Success requires a significant local presence, which takes a long time — this, to me, is the biggest impediment to a quick Chinese takeover of the US market. It took decades for Japanese and Korean carmakers to succeed in the US—gradually building up brand recognition, improving their quality, growing their infrastructure for sales and maintenance, and most importantly, producing locally. This is true even for new American manufacturers: Tesla, a best-case scenario, struggled for 15 years. No other challenger has come close
So, even with all of China’s resources and demonstrated advantages, I’m very skeptical that they can make significant in-roads in the US any time soon. But—poll below—what do you think?

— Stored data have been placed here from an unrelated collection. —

PR #1279, opened 2025-03-10
sdk: do not hardcode API URL

alexgg:
Use the suite's API URL instead.

Change-type: patch

### DIFF
--- a/core/lib/components/balena/sdk.js
+++ b/core/lib/components/balena/sdk.js
@@ -342,7 +342,7 @@ module.exports = class BalenaSDK {
 	async fetchOS(versionOrRange = 'latest', deviceType, osType = 'default') {
 		// normalize the version string/range, supports 'latest', 'recommended', etc
 		const balenaSdkProd = getSdk({
-			apiUrl: "https://api.balena-cloud.com",
+			apiUrl: this.suite.options.balena.apiUrl,
 		});
 
 		let version = await balenaSdkProd.models.os.getMaxSatisfyingVersion(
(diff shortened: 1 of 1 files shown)


core/lib/components/balena/sdk.js
```diff
@@ -342,7 +342,7 @@ module.exports = class BalenaSDK {
 	async fetchOS(versionOrRange = 'latest', deviceType, osType = 'default') {
 		// normalize the version string/range, supports 'latest', 'recommended', etc
 		const balenaSdkProd = getSdk({
-			apiUrl: "https://api.balena-cloud.com",
+			apiUrl: this.suite.options.balena.apiUrl,
```
vipulgupta2048, line 345: @alexgg In the first iteration of fetchOS, the SDK could pull the image from whichever API the `balenaSDK` class was initialized with. AFAIK, during the Balena Machine migration, we realized that BM doesn't offer the same bandwidth or speed as BalenaCloud API to download images. 

Hence, in https://github.com/balena-os/leviathan/pull/1011/files, @rcooke-warwick added the `balenaSdkProd` variable to hardcode the fetchOS's target to always be balenaCloud. If not longer need this then we can go back using the already initialized SDK in this file that can be accessed from `this.balena.sdk`

vipulgupta2048 (changes requested):

core/lib/components/balena/sdk.js
alexgg: @vipulgupta2048 when you are developing a new device type the only way to run the HUP suite is to do it against staging so that you can release non-production ready releases there to test with.

So in my view it's not so much a BM vs BC - probably it would be better to use the configured apiURL but in the case it's the BM replace it with BC.

vipulgupta2048: That sounds good, previous intention was that for new device types on balenaCloud. HUP test would get skipped since the releases won't be available as you mentioned. It seems we are now uploading those releases to staging and running HUP tests for new devices from there. In that case, the if condition you recommended to replace the URL to BC if the environment is BM.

Calculated from 2023 sales estimates here. Add in Subaru and Mazda, and close to half of US car sales are to Japanese or Korean manufacturers.
Volvo (including its EV subsidiary Polestar) has been owned by China’s Geely since 2010. Volvo’s US market share is only ~1%.
It’s not surprising, then, that the EU claims Chinese exports are undercutting European car prices by 20%.
One quirk about China’s record-setting 2023 is that their shipment margin over Japan is pretty much accounted for by exports to Russia. Chinese firms filled a void left by other carmakers exiting the market after Russia’s invasion of Ukraine, but have themselves acknowledged this is a one-time blip.
Nice article Jay! Tesla will always find a way to overtake these Chinese companies…especially as ‘Redwood’ enters the market
I rented a Geely in Costa Rica. It felt cheap (no USB ports, poor visibility) but it drove. The major hurdle Chinese manufacturers will face is convincing Americans that their cars are safe and reliable. It took Korea (Hyundai/Kia) about 30 years to do that.